Wednesday, March 2, 2011

My Dad has Parkinson’s Disease

There, I said it.  I’ve known for several months now – since the day he was diagnosed.  And if I’m being honest with myself, I’ve known for a few years.  My dad’s father and sister died relatively young from Parkinson’s-related symptoms, so I’ve been alert to the classic signs for years.  As the family member nearest to Dad, I was enlisted by Dad to accompany him to a neurology evaluation for a second opinion at a prestigious Ivy League hospital (the one in Connecticut…it rhymes with shale).    
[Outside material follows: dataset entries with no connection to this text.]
PR #1513, opened 2020-02-25
Bug 1237874 - File size unit always plural: "1 bytes"

stellarbeam:
modified:   Bugzilla/Template.pm to account for 1 byte file size

### DIFF
--- a/Bugzilla/Template.pm
+++ b/Bugzilla/Template.pm
@@ -807,12 +807,7 @@ sub create {
         my %units = ('KB' => 1024, 'MB' => 1024 * 1024, 'GB' => 1024 * 1024 * 1024,);
 
         if ($data < 1024) {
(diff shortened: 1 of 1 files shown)


Bugzilla/Template.pm
```diff
@@ -807,7 +807,12 @@ sub create {
         my %units = ('KB' => 1024, 'MB' => 1024 * 1024, 'GB' => 1024 * 1024 * 1024,);
 
         if ($data < 1024) {
-          return "$data bytes";
+          if($data == 1) {
+            return "1 byte";
+          }
+          else {
+            return "$data bytes";
+          }
```
globau: This looks good, but it would be more idiomatic to use a ternary operator:
`return "$data byte" . ($data == 1 ? '' : 's');`

PR #1516, opened 2020-02-26
Bug 1612290 - Provide self-service UI for users to reactivate their account after being disabled due to bouncing (schema only)

dklawren:
Sorry for not catching this sooner. When running checksetup.pl on bugzilla-dev, checksetup.pl tries to access profiles before the schema is updated and fails with the error that profiles.bounce_count does not exist. This will make the schema changes needed first. A second deployment will be done that contains the rest of the functionality.


dklawren:
Not sure why the extra commits on my fork are listed in the commits but the Files Changed looks correct.

PR #1528, opened 2020-03-11
Bug 1621278 - Make bug IDs on search results proper bug links

kyoshino:
Linkify all bug IDs on the search results page, including the fixed Bug ID column. Somehow the Duplicates field’s column type is `FIELD_TYPE_BUG_ID` so I’ll keep it to avoid any potential breakage and make the linkification work for both single bug ID and multiple bug IDs.

## Bugzilla link

https://bugzilla.mozilla.org/show_bug.cgi?id=1621278

### DIFF
--- a/template/en/default/list/table.html.tmpl
+++ b/template/en/default/list/table.html.tmpl
@@ -209,12 +209,13 @@
     </td>
     [% END %]
     <td class="first-child bz_id_column">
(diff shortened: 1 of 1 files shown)


kyoshino:
@dklawren hmm I forgot how to fix the build error after a “bump version” commit 🤔

PR #1533, opened 2020-03-18
Bug 1622867 - Add an equivalent to `/latest/configuration` to the REST api

dklawren:
Took a different approach to this. This is a native Mojo route and will take the place of

/rest/configuration
/latest/configuration
/bzapi/configuration

I have tried to make sure it is the same JSON structure as /bzapi/configuration.

Another thing I did was introduce API versioning support. Eventually all of the API code from Bugzilla/WebServices/*.pm will be moved under Bugzilla/API/V1/*.pm and given Mojo style routes and params. Should make the move easier now with the changes in this PR. Then the entire Bugzilla/WebServices* dir structure can just simply be removed effectively decommissioning XMLRPC/JSONRPC.


Bugzilla/API/V1/Configuration.pm
```diff
@@ -0,0 +1,273 @@
...
+use Bugzilla::Product;
+use Bugzilla::Status;
+
+use List::MoreUtils qw(any);
+use Mojo::Base qw( Mojolicious::Controller );
+use Mojo::JSON qw( true false );
+
+sub setup_routes {
+  my ($class, $r) = @_;
+  $r->get('/latest/configuration')->to('V1::Configuration#configuration');
```
globau, line 25: If we're providing backwards compat we should also hook up routes for `/rest/configuration` and `/bzapi/configuration`, even if they just redirect to the canonical `/latest/configuration` endpoint.

edit: ah, I see you're defining `/rest/configuration` in CGI.pm and `/bzapi/configuration` in the BzAPI extension.  Both of those should be moved here.

Bugzilla/API/V1/Configuration.pm
```diff
@@ -0,0 +1,273 @@
...
+  my $user = Bugzilla->user;
+
+  my $can_cache = !$self->param('product') && !$self->param('flags');
+
+# Using config.* will clear this data in memcache when Bugzilla changes are made to products, components, etc.
+  my $cache_key = 'config.configuration';
+  if ($can_cache) {
+    my $result = Bugzilla->memcached->get_config({key => $cache_key});
+    return $self->render(json => $result) if defined $result;
+  }
```
globau, line 39: `Bugzilla->memcached->set_config()` is never called.

Bugzilla/API/V1/User.pm
```diff
@@ -0,0 +1,41 @@
...
+
+package Bugzilla::API::V1::User;
+
+use 5.10.1;
+use Mojo::Base qw( Mojolicious::Controller );
+use Mojo::JSON qw( true false );
+
+sub setup_routes {
+  my ($class, $r) = @_;
+  $r->get('/api/user/profile')->to('V1::User#user_profile');
```
globau, line 16: I know this is an existing route, but why is the `/api/` not `/rest/`?

extensions/BzAPI/Extension.pm
```diff
@@ -291,6 +288,9 @@ sub app_startup {
 
   Bugzilla::App::CGI->load_one('bzapi_cgi', 'extensions/BzAPI/bin/rest.cgi');
   $r->any('/extensions/BzAPI/bin/rest.cgi/*PATH_INFO')->to('CGI#bzapi_cgi');
+  # Use Bugzilla::API::V1::Configuration
+  $r->any('/latest/configuration')->to('V1::Configuration#configuration');
+  $r->any('/bzapi/configuration')->to('V1::Configuration#configuration');
```
globau, line 293: As per above, move into `Bugzilla::API::V1::Configuration`

Bugzilla/App/CGI.pm
```diff
@@ -35,6 +35,9 @@ sub setup_routes {
   $r->any('/bug/<id:num>')->to('CGI#show_bug_cgi');
   $r->any('/<id:num>')->to('CGI#show_bug_cgi');
 
+  # Route to Bugzilla::API::V1::Configuration for now
+  $r->get('/rest/configuration')->to('V1::Configuration#configuration');
+
```
globau, line 40: As per above, move into `Bugzilla::API::V1::Configuration`

Bugzilla/API/V1/Configuration.pm
globau, line 25: It's weird that the versioning is _internal_ only; the main point of versioning an API is for _external_ consumers – eg `/rest/v1/bug/12345` vs `/rest/v2/bug/12345`; that way consumers are isolated from breaking changes.

As it stands I'm unclear on the benefit on this versioning work.

globau (changes requested):

Bugzilla/API/V1/Configuration.pm
dklawren: /rest/bug is the same as /rest/v1/bug as the original API paths are always considered v1. For v2 and beyond, people would then need to start including versions in the path.

Bugzilla/API/V1/User.pm
dklawren: Because /api/user/profile is what the OAuth2 code in Phabricator currently uses. This was something Dylan set up to create a new path for Mojo implemented API calls. I like /api better than /rest but we will need to leave it as /rest for the foreseeable future. I will add another /rest/user/profile path below so that both work the same.

globau (approved):

PR #1540, opened 2020-03-25
Bug 1183759 :  Keyword suggestions should not show keywords which have been already selected 

manyaagarwal:
Made changes to the edit bug and add bug workflow.

### DIFF
--- a/extensions/BugModal/web/bug_modal.js
+++ b/extensions/BugModal/web/bug_modal.js
@@ -638,14 +638,19 @@ $(function() {
                         forceFixPosition: true,
                         lookup: function(query, done) {
                             query = query.toLowerCase();
+                            var that = $('#keywords');
+                            var activeValues = that.val().split(',');
+                            activeValues.forEach((o,i,a) => a[i] = a[i].trim());
                             var matchStart =
                                 $.grep(keywords, function(keyword) {
-                                    return keyword.toLowerCase().substr(0, query.length) === query;
+                                    if(!(activeValues.includes(keyword)))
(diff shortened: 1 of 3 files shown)


extensions/BugModal/web/bug_modal.js
```diff
@@ -638,14 +638,19 @@ $(function() {
                         forceFixPosition: true,
                         lookup: function(query, done) {
                             query = query.toLowerCase();
+                            var that = $('#keywords');
```
emceeaich: Could you use `let` instead of creating `that` to keep `#keywords` in scope?

emceeaich: Also, using `document.querySelect()` instead of `$` will make it easier to migrate away from jQuery in the future.

manyaagarwal: Sure, thanks!  Added the changes.

js/field.js
```diff
@@ -716,14 +716,18 @@ $(function() {
                 lookup: function(query, done) {
                     var values = BUGZILLA.autocomplete_values[that.data('values')];
                     query = query.toLowerCase();
+                    var activeValues = that.val().split(',');
```
dklawren: This line needs to be changed as currently it will only read in the first time and not get any updates to the field if someone removes or adds a keyword. Change to:

var activeValues = $('#keywords').val().split(',');

This will cause it to re-read each time the current set of field values.

manyaagarwal: Should I use document.querySelector instead of '$' to make migration easier as Emma suggested?

PR #1541, opened 2020-03-26
upgrade to latest mojolicious and fix logging glue

dylanwh:
It looks like MojoX::Log::Log4perl::Tiny is not maintained, and it won't work with newer mojolicious. 

So here I upgrade it and switch out to MojoX::Log::Log4perl which was last updated in October 2019. Not sure if this works but hoping it will


dylanwh:
Bah, ignore this, I'm trying this out in bugzilla/harmony first. Sorry for the noise.

PR #1546, opened 2020-04-07
Bug 1628467 - Button to stop auto-refresh in My dashboard

LissetCuevas:
Switch button added to stop or start auto-refresh in My dashboard. 
@dklawren @emceeaich

### DIFF
--- a/.circleci/config.yml
+++ b/.circleci/config.yml
@@ -3,7 +3,7 @@
 # 2. https://circleci.com/docs/2.0/building-docker-images/
 #
 
-version: 2
+version: 2.1
 
 defaults:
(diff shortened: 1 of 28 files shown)


LissetCuevas:
> Looks good to me. Something we can do later as an enhancement is to store the current setting in a cookie so that it is either on all of the time or off even if the page is reloaded. We can do that as a separate bug.

I thought that but I didn't know how to store it but I'll check the cookies and I'll do it. Is there some part of the project that already uses cookies? To use it as a guide.

And also if we store the setting maybe could be useful if the user can select how often wants the auto-refresh. Do you think it could be useful or not?

PR #1559, opened 2020-04-28
Bug 1633846 - Enable retries for uploading attachments to S3 when an error occurs

dklawren:


Makefile.PL
```diff
@@ -49,7 +49,7 @@ my %requires = (
   'DBI'                                 => '1.614',
   'DBIx::Connector'                     => 0,
   'DBIx::Class'                         => 0,
-  'DBIx::Class::Helpers'                => 0,
+  'DBIx::Class::Helpers'                => '== 2.034002',
```
globau, line 52: this seems unrelated; why does this need pinning now, and if it's required why aren't the other dbix classes pinned?

dklawren: It is related in that any version above 2.034002 causes an error in the Model code Dylan wrote for sending data to STMO. The newer version came was released after the last time we generated a bmo-slim image. The Helpers module seems to be independent to the DBIx::Class module so the Class module does not need to be pinned currently.

PR #1568, opened 2020-05-14
Bug 1638022 - Phabbugz should not try to set needs-review when the revision is closed or abandoned

dklawren:


dklawren:
Failing because of the no new revisions issue and not because of the code itself.

extensions/PhabBugz/lib/Feed.pm
```diff
@@ -523,9 +523,11 @@ sub process_revision_change {
   # in draft state and not changes-planned
```
globau, line 523: this comment needs to be updated too

PR #1569, opened 2020-05-17
no bug - clear request cache in Glue plugin, before setting usage mode

dylanwh:
This patch fixes the behavior of `Bugzilla->usage_mode` so it is always consistent, and also cleans things up by keeping this in one place.

The trick is to replace `before_dispatch` with `around_dispatch`, and use a localized package variable. As `around_dispatch` wraps the entire request, the localized package variable (`$cleanup_guard`) will not be cleared until dispatch is totally done.

Prior to this change, even if you were to set the `usage_mode` after clearing the request cache, it would be cleared at an *unpredictable* time as Mojolicious does not clear the stash when it used to. Granted, we should have never relied on that but meh.

Anyway, this fixes a number of problems and potential problems.

### DIFF
--- a/Bugzilla/App/CGI.pm
+++ b/Bugzilla/App/CGI.pm
@@ -73,7 +73,7 @@ sub load_one {
     tie *STDOUT, 'Bugzilla::App::Stdout', controller => $c;   ## no critic (tie)
 
     # the finally block calls cleanup.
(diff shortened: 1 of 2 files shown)


dylanwh:
Even this won't fix it; I'll have a better fix done shortly.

My day began with me whining to my wife and kids about the date and timing of this appointment – middle of a busy workweek and my wife’s birthday.  Then, as I was pulling up to the hospital garage 5 minutes before the appointment, Dad called to ask whether he should go north or south on I-95 in Bridgeport, which is a solid 20 miles away.  He’d be late.  I was pissed.  (The doctors among you will say that getting lost and being late are symptoms of Parkinson’s, but my old man has been getting lost and running late for all of my 42 years.)  I was short with him on the phone and then tapped an annoyed email out to my sibs.  What am I doing here?  I have work to do.  Why did I come?
When he finally arrived, the receptionist told us that the doctor would still see us, and we were asked to complete paperwork.  Dad asked me to read him the questions and fill in the answers.  I was shocked by the number of symptoms he listed – blurred vision, joint swelling, trouble swallowing.  I was floored when the doctor pointed to her armpit and he couldn’t name what it was.  This was my father.  Wow, he’s sick.
I held Dad’s coat and insurance papers, sat off to the side, and occasionally checked my Blackberry.  The doctor – a young, pleasant woman at whom I directed an anxiety-driven jab in our first moments together (for which I later apologized) – artfully brought me into the assessment process.  I occasionally clarified a family timeline discrepancy or added my observations about onset of certain symptoms.  The process allowed for some memories to emerge that made us alternatively laugh and cry.  In the end, the doctor confirmed the Parkinson’s diagnosis, but also offered a rather favorable prognosis.  Dad’s symptoms were progressing at an unusually slow rate, so the meds would likely be very successful in stalling the progression further.
Dad and I had lunch in a crappy little diner, and we talked about coaching and business and family and kids and Parkinson’s.  We connected in a way we haven’t in a very long time. 
Dad will soon be leaving his Connecticut home to live near/with my mother in Florida. They have been apart for almost 12 years (I’m saving that story for another post…or a dime-store novel).  I’ve known for at least several months of his Parkinson’s diagnosis, but haven’t done a thing about it…I’ve barely even spoken about it.
Why is it sometimes so hard to spring into action even when you are in complete control of making a beneficial change?
·         I’m fat.
·         My website sucks.
·         I hate my career trajectory.
·         My wife and I haven’t spoken meaningfully in months.
·         My employees don’t know how much I appreciate them.
·         My backhand really sucks.
·         I hate my office space.
·         I can’t remember the last time I hung out with each of my kids individually.
It wasn’t until today that I accepted the reality of Dad’s health and decided to actively involve myself in his treatment.  I’ll now be doing it 1,200 miles from where he’ll be living, even though he’s practically been in my back yard for the past 8 years. 
On the bright side, my visit with Dad jolted me to make a list of things I can start changing now.